The result: the user's steps are "install Ollama, ollama serve, install the extension." Zero env vars.

MV3 architecture: do the fetch in the service worker

One more thing. The actual fetch (the request to 127.0.0.1) happens in the service worker, not the content script:

// content → background message; background runs the check and replies
chrome.runtime.onMessage.addListener((msg, _sender, sendResponse) => {
  if (msg?.type !== 'inline-scribe:check') return undefined;
  (async () => {
    const config = { ...DEFAULT_CONFIG, ...(await chrome.storage.sync.get('config')).config };
    try {
      const corrected = await new OllamaChecker(config).check(msg.text);
      sendResponse({ ok: true, corrected, model: config.model });
    } catch (err) {
      sendResponse({ ok: false, error: /* CheckerError message */ });
    }
  })();
  return true; // keep the channel open for the async response
});

Two reasons:

  • It isn't bound by the page's CSP. A fetch from a content script gets blocked when the page's Content-Security-Policy restricts connect-src. The service worker runs in the extension's context and is unaffected.
  • It plays well with the DNR Origin strip. The request now originates from the extension's service worker as an xmlhttprequest, so the rule above applies cleanly.

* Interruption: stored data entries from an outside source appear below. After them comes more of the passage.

PR #683, opened 2017-06-26
Also set -std=... for the host tree when the user has specified a -st…

jwillemsen:
…d= flag


mitza-oci:
We don't know that the host and target are the same compiler, so --std=foo could be an error for the host compiler.  Is it actually needed for anything?  The host is just building self-contained compile-time tools so the version of C++ std shouldn't matter.

jwillemsen:
Yes, you are right, closing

The UI (review panel, the ✎ selection icon, in-place replacement) is rendered in a shadow DOM from the content script so it doesn't collide with the page's CSS.

Wrapping up

inline-scribe is, at its core, "Grammarly's diff UX on top of a local LLM." The design decisions that made it work:

  • Don't let the LLM build the diff — use a deterministic algorithm. The UI never breaks on small models, it's model-agnostic, and it's easy to test.
  • Strip the Origin with DNR. No OLLAMA_ORIGINS, zero config.
  • Fetch in the service worker. Not bound by page CSP.

Swap the system prompt and the same diff UI becomes a translator or a tone-shifter. Source is MIT.

If you're putting a local LLM into a product, the leverage is in deciding what the model does — and what it doesn't.